▶ TASK DATA:
___

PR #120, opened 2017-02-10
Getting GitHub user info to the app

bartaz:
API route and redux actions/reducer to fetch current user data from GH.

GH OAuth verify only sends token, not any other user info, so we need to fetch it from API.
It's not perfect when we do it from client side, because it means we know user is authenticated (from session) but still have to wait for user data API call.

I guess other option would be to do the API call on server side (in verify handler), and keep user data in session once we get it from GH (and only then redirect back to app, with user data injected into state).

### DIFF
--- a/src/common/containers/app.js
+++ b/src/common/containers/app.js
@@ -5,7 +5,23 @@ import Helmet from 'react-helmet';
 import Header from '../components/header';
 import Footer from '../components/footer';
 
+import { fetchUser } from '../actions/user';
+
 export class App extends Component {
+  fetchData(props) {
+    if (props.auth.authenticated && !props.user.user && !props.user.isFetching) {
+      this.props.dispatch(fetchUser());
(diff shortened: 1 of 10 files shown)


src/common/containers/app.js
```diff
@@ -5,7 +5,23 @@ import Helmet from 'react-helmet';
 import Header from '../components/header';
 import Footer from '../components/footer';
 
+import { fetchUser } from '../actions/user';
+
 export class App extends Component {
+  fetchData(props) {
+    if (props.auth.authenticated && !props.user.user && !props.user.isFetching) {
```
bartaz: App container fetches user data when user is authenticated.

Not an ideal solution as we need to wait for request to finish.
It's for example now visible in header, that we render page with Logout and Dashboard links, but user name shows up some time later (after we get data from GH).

___

▶ TASK STATEMENT: Copy out all of the data exactly, leaving nothing out.

▶ OUTPUT:
PR #120, opened 2017-02-10
Getting GitHub user info to the app

bartaz:
API route and redux actions/reducer to fetch current user data from GH.

GH OAuth verify only sends token, not any other user info, so we need to fetch it from API.
It's not perfect when we do it from client side, because it means we know user is authenticated (from session) but still have to wait for user data API call.

I guess other option would be to do the API call on server side (in verify handler), and keep user data in session once we get it from GH (and only then redirect back to app, with user data injected into state).

### DIFF
--- a/src/common/containers/app.js
+++ b/src/common/containers/app.js
@@ -5,7 +5,23 @@ import Helmet from 'react-helmet';
 import Header from '../components/header';
 import Footer from '../components/footer';
 
+import { fetchUser } from '../actions/user';
+
 export class App extends Component {
+  fetchData(props) {
+    if (props.auth.authenticated && !props.user.user && !props.user.isFetching) {
+      this.props.dispatch(fetchUser());
(diff shortened: 1 of 10 files shown)


src/common/containers/app.js
```diff
@@ -5,7 +5,23 @@ import Helmet from 'react-helmet';
 import Header from '../components/header';
 import Footer from '../components/footer';
 
+import { fetchUser } from '../actions/user';
+
 export class App extends Component {
+  fetchData(props) {
+    if (props.auth.authenticated && !props.user.user && !props.user.isFetching) {
```
bartaz: App container fetches user data when user is authenticated.

Not an ideal solution as we need to wait for request to finish.
It's for example now visible in header, that we render page with Logout and Dashboard links, but user name shows up some time later (after we get data from GH).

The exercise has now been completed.